You might ask, "Why would an entire industry purposely lose money"? The answer is simple, the primary objective was to capture and dominate market share by starving out its competition. To achieve this, at least 16 Chinese automakers ruthlessly slashed prices on new models. Data shows over 70 percent of Chinese car sales were loss-making. This left more than half of the country's auto industry in the red. Great Wall Motor (GWM) even saw net profits drop 17 percent despite steady revenue growth.

GWM Europe
GWM Europe GWM Europe

Subsidy Rollbacks and Regulatory Changes

This mathematically unsustainable business model has predictably hit a wall. Faced with a looming sector-wide collapse, the Chinese government enacted regulatory changes that functionally banned automakers from selling vehicles below their production costs. This decisive legal change, combined with surging raw material costs - for inputs such as lithium carbonate and other raw materials used in new EVs - has forced automakers to abruptly abandon their hostile pricing strategies, remove or reduce customer discounts, and raise vehicle prices. All while simultaneously looking outward to continue sales growth via exports.

Adding further pressure, the government is rolling back consumer incentives. The long-standing NEV purchase tax exemption has recently been halved to a 50 percent exemption. This sudden reduction in state support has triggered a noticeable market slump as domestic consumer demand rapidly cools, even as global EV market penetration is at an all-time high.

What This Means For Foreign Legacy Brands

SAIC Volkswagen
SAIC Volkswagen SAIC Volkswagen

For the rest of the global auto industry, this reckoning is a double-edged sword. On one hand, the era of artificially cheap Chinese EVs undercutting global markets is facing structural limitations. On the other hand, to survive this domestic correction, Chinese firms like BYD, Geely, and Chery are aggressively accelerating their overseas exports, with BYD going so far as to obtain a fleet of purpose-built ships to enable deliveries. This accelerated export operation is supported by localized supply chains being established abroad, all of which, of course, are owned or controlled by the same firms. This means that they not only pose a threat to auto-manufacturers, but also to auto-component manufacturers in the host countries.

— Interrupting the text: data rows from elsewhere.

Issue #1271, opened 2026-04-15
Remove inline styles


mal-tee:
- [ ] refactor inline styles into proper css, etc.
- [ ] enable the `no-inline-styles` linter rule
- [ ] remove `unsafe-inline` from the CSP's style-src directive

PR #1283, opened 2026-07-19
Refactor inline style `float` and `margin-top` attributes into classes

mal-tee:
This should clean up the code base a bit. By removing inline-css we hopefully end up with more consistent code and layouts. :)  We should continue to do this with, e.g., the spacing attributes.

Additionally this works towards #1271 and a stronger CSP.


content/fr/verein/membership-fees.md
```diff
@@ -25,7 +25,7 @@ La classification en tant que mineur ou autres réductions ou exemptions sont to
 
 Les membres fondateurs peuvent choisir de ne pas payer la cotisation. Ils en sont explicitement exemptés par l'assemblée fondatrice.
 
-<div style="float: right;">
+<div class="float-right;">
```
baltpeter:
```suggestion
<div class="float-right">
```

assets/styles/framework.scss
```diff
@@ -111,6 +111,10 @@
     float: right;
 }
 
+.float-none {
```
baltpeter, line 114: Looks like we don't actually need that. Both uses have since been changed to use flexbox, where `float: none` has no effect.

baltpeter (changes requested):
It's too hot for me to continue reviewing but here's the review for the float stuff at least. :D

While current U.S. tariffs help insulate American automakers from direct imports, Detroit must use this lifeline as a wake-up call. For American car buyers and automotive workers, understanding this shift is of paramount importance. The Chinese auto industry is rapidly transitioning from volume-driven dumping to value and profitability. American manufacturers must take this chance to accelerate their own technological advancements. The price war may be coming to a close, but the battle for long-term dominance has only just begun.